With $3$ bare states ($n{\overline n}$, $s{\overline s}$, $gg$) of the same
quantum numbers, the propagator of
Eq.~(\ref{P}) becomes a $3 \times 3$ matrix. 
The hadrons are then the eigenstates of this matrix. 
To determine these requires a diagonalization. 
This diagonalization accounts for the mixing between states
 of the same quantum numbers.

%\newpage
%
%\noindent {\bf {\large 3. The input}}

\vspace{0.3cm} 

\noindent
{\bf The input} for the bare seeds is as follows.
\begin{itemize}
\item
There is an ideally mixed $q \overline q$ multiplet. The mass of the
non-strange members is $m_0(n \overline n)$, and the mass splitting is 
determined by the
extra mass of the strange quark, where $\Delta m_s \simeq 100 $ MeV from
standard  phenomenology.
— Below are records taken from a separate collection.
PR #15907, opened 2024-10-14
Fix `clippy::needless_lifetimes` for most crates

clarfonthey:
Part "2" for #15906. This fixes `clippy::needless_lifetimes` for all crates except `bevy_reflect` and `bevy_ecs`, to reduce the amount of code to review.

I say "2" in quotes because all the lint fixes can be merged separately, and don't depend on each other. Although all of them are required to truly make `ci lints` pass without errors.

### DIFF
--- a/crates/bevy_audio/src/audio_output.rs
+++ b/crates/bevy_audio/src/audio_output.rs
@@ -58,7 +58,7 @@ pub struct PlaybackRemoveMarker;
 pub(crate) struct EarPositions<'w, 's> {
     pub(crate) query: Query<'w, 's, (Entity, &'static GlobalTransform, &'static SpatialListener)>,
 }
-impl<'w, 's> EarPositions<'w, 's> {
+impl EarPositions<'_, '_> {
     /// Gets a set of transformed ear positions.
     ///
     /// If there are no listeners, use the default values. If a user has added multiple
--- a/crates/bevy_hierarchy/src/hierarchy.rs
+++ b/crates/bevy_hierarchy/src/hierarchy.rs
@@ -176,7 +176,7 @@ fn despawn_descendants_inner<'v, 'w>(
     world
 }
 
-impl<'w> DespawnRecursiveExt for EntityWorldMut<'w> {
+impl DespawnRecursiveExt for EntityWorldMut<'_> {
     /// Despawns the provided entity and its children.
     /// This will emit warnings for any entity that does not exist.
     fn despawn_recursive(self) {
--- a/crates/bevy_hierarchy/src/query_extension.rs
+++ b/crates/bevy_hierarchy/src/query_extension.rs
@@ -214,7 +214,7 @@ where
     }
 }
 
-impl<'w, 's, D: QueryData, F: QueryFilter> Iterator for DescendantIter<'w, 's, D, F>
+impl<'w, D: QueryData, F: QueryFilter> Iterator for DescendantIter<'w, '_, D, F>
 where
     D::ReadOnly: WorldQuery<Item<'w> = &'w Children>,
 {
@@ -259,7 +259,7 @@ where
     }
 }
 
-impl<'w, 's, D: QueryData, F: QueryFilter> Iterator for DescendantDepthFirstIter<'w, 's, D, F>
+impl<'w, D: QueryData, F: QueryFilter> Iterator for DescendantDepthFirstIter<'w, '_, D, F>
 where
     D::ReadOnly: WorldQuery<Item<'w> = &'w Children>,
 {
@@ -298,7 +298,7 @@ where
     }
 }
 
-impl<'w, 's, D: QueryData, F: QueryFilter> Iterator for AncestorIter<'w, 's, D, F>
+impl<'w, D: QueryData, F: QueryFilter> Iterator for AncestorIter<'w, '_, D, F>
 where
     D::ReadOnly: WorldQuery<Item<'w> = &'w Parent>,
 {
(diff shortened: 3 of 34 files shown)


crates/bevy_audio/src/audio_output.rs
```diff
@@ -58,7 +58,7 @@ pub struct PlaybackRemoveMarker;
 pub(crate) struct EarPositions<'w, 's> {
     pub(crate) query: Query<'w, 's, (Entity, &'static GlobalTransform, &'static SpatialListener)>,
 }
-impl<'w, 's> EarPositions<'w, 's> {
+impl EarPositions<'_, '_> {
```
alice-i-cecile, line 61: This is substantially less clear.

crates/bevy_hierarchy/src/hierarchy.rs
```diff
@@ -176,7 +176,7 @@ fn despawn_descendants_inner<'v, 'w>(
     world
 }
 
-impl<'w> DespawnRecursiveExt for EntityWorldMut<'w> {
+impl DespawnRecursiveExt for EntityWorldMut<'_> {
```
alice-i-cecile, line 179: This is much less clear. The 'w lifetime has semantic meaning here.

crates/bevy_hierarchy/src/query_extension.rs
```diff
@@ -214,7 +214,7 @@ where
     }
 }
 
-impl<'w, 's, D: QueryData, F: QueryFilter> Iterator for DescendantIter<'w, 's, D, F>
+impl<'w, D: QueryData, F: QueryFilter> Iterator for DescendantIter<'w, '_, D, F>
```
alice-i-cecile, line 217: I really dislike this change too.

crates/bevy_macro_utils/src/symbol.rs
```diff
@@ -11,7 +11,7 @@ impl PartialEq<Symbol> for Ident {
     }
 }
 
-impl<'a> PartialEq<Symbol> for &'a Ident {
+impl PartialEq<Symbol> for &Ident {
```
alice-i-cecile, line 14: Good change.

alice-i-cecile:
After, looking at the 3 PRs in this group, I don't think we should do this. These are a serious downgrade in some cases (actual named lifetimes + 'w/'s), neutral in most cases and positive in a very small fraction of cases. There's important information being lost here in favor of a meaningless anonymous lifetime.

I'd prefer to close these PRs and blanket ignore the lint if it gets stabilized. I'll file an issue on the clippy repo too.

crates/bevy_audio/src/audio_output.rs
BenjaminBrienen: Can you provide a reasoning, @alice-i-cecile? I agree with your other ones, but this one seems to me like an improvement to conciseness with no loss in clarity.

crates/bevy_hierarchy/src/query_extension.rs
BenjaminBrienen: I don't like this change because there is still a lifetime parameter, so it's weird to switch between eliding and not eliding.

crates/bevy_hierarchy/src/query_extension.rs
```diff
@@ -259,7 +259,7 @@ where
     }
 }
 
-impl<'w, 's, D: QueryData, F: QueryFilter> Iterator for DescendantDepthFirstIter<'w, 's, D, F>
+impl<'w, D: QueryData, F: QueryFilter> Iterator for DescendantDepthFirstIter<'w, '_, D, F>
```
BenjaminBrienen, line 262: .

crates/bevy_hierarchy/src/query_extension.rs
```diff
@@ -298,7 +298,7 @@ where
     }
 }
 
-impl<'w, 's, D: QueryData, F: QueryFilter> Iterator for AncestorIter<'w, 's, D, F>
+impl<'w, D: QueryData, F: QueryFilter> Iterator for AncestorIter<'w, '_, D, F>
```
BenjaminBrienen, line 301: .

crates/bevy_tasks/src/task_pool.rs
```diff
@@ -602,7 +602,7 @@ pub struct Scope<'scope, 'env: 'scope, T> {
     env: PhantomData<&'env mut &'env ()>,
 }
 
-impl<'scope, 'env, T: Send + 'scope> Scope<'scope, 'env, T> {
+impl<'scope, T: Send + 'scope> Scope<'scope, '_, T> {
```
BenjaminBrienen, line 605: .

crates/bevy_tasks/src/task_pool.rs
```diff
@@ -655,7 +655,7 @@ impl<'scope, 'env, T: Send + 'scope> Scope<'scope, 'env, T> {
     }
 }
 
-impl<'scope, 'env, T> Drop for Scope<'scope, 'env, T>
+impl<'scope, T> Drop for Scope<'scope, '_, T>
```
BenjaminBrienen, line 658: .

crates/bevy_ui/src/ghost_hierarchy.rs
```diff
@@ -30,7 +30,7 @@ pub struct UiRootNodes<'w, 's> {
     ui_children: UiChildren<'w, 's>,
 }
 
-impl<'w, 's> UiRootNodes<'w, 's> {
+impl<'s> UiRootNodes<'_, 's> {
```
BenjaminBrienen, line 33: .

BenjaminBrienen:
I'm going to checkout this commit and play with the code a bit to see if I can do better than clippy at eliding the remaining lifetime parameters. Probably not.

The couplings of these bare bound states to
two pseudoscalars are assumed to be related by $SU(3) _f$ symmetry, so that in 
fact there is effectively only one overall coupling for the nonet, $\gamma$. 
Similarly, the cut-off $k_0$ in the form factor of Eq. (\ref{F}) is assumed
universal. 
The parameters $m_{0}$, $\gamma$ and $k_{0}$ are to be determined.
\item
The quenched gluestate has mass $m_0(gg)$ specified by lattice calculations.
The coupling $\gamma '$ is arranged to give a width of the unmixed glue
state, to the sum of the two pseudoscalar channels we consider, of 
$(108 \pm 29)$ MeV as computed by the {\it IBM} group~\cite{ibm}. The
coupling to individual channels is assumed to be according to one of two
schemes, either\\
(a) the bare state is an $SU(3) _f$ singlet, or \\
(b) the bare state has couplings as found by the {\it IBM} \\
    \makebox[0.4in][r] group~\cite{ibm} on the lattice.
\end{itemize}
%\noindent In principle, the range of the interactions involving a gluestate
%could
%differ from that for the $q{\overline q}$ multiplet.  Consequently, we
%could 
%introduce a
%momentum cut-off $k_0'$ for the gluestate formfactor analogous to 
%Eq.~(\ref {F}).
%However, varying this makes so little difference that here
%we report results with $k_0' = k_0$, so there is only one range parameter.
%
\noindent The size of the effect of turning on hadron loops can be understood
qualitatively. For S-wave decays, each threshold produces a jump, Eq.~(4),
in the imaginary part of the mass function directly related to the strength
of the coupling to the opening threshold with a corresponding cusp in the real 
part. If the coupling strength gives a
width of $100$ MeV, for example, then this may shift the mass of any bare
state that is within $100$ MeV or so of this threshold by roughly $100$ MeV
and generally towards this threshold. This naturally has the effect of
making the scalar mesons appear close to strongly coupled 
thresholds~\cite{Corsica}, potentially attracting the $a_0(980)$ and 
$f_0(980)$ to $K \overline K$ threshold, for example, if the parameters are
suitable. 

\vspace{0.8cm}

\noindent {\bf The ${\bf I=1/2}$ and ${\bf 1}$ sectors.} 
Though all the light scalars 
feature in our discussion, the major experimental
ingredient in determining $m_0, \, \gamma, \, k_0$ is the well established 
$K _0 ^*(1430)$, which from the $PDG$ tables~\cite{PDG} has
\be
m = (1429 \pm 6)\, {\rm MeV} ; \; \Gamma =\,(287 \pm 23)\, {\rm MeV} .
\label{K}
\ee
That this $I=1/2$ state is a member of the lightest $q \overline q$ nonet is
uncontroversial. In contrast, whether the $a_0(980)$, or a possible $a_0(1430)$,
belongs to this same multiplet is {\it a priori} not so clear.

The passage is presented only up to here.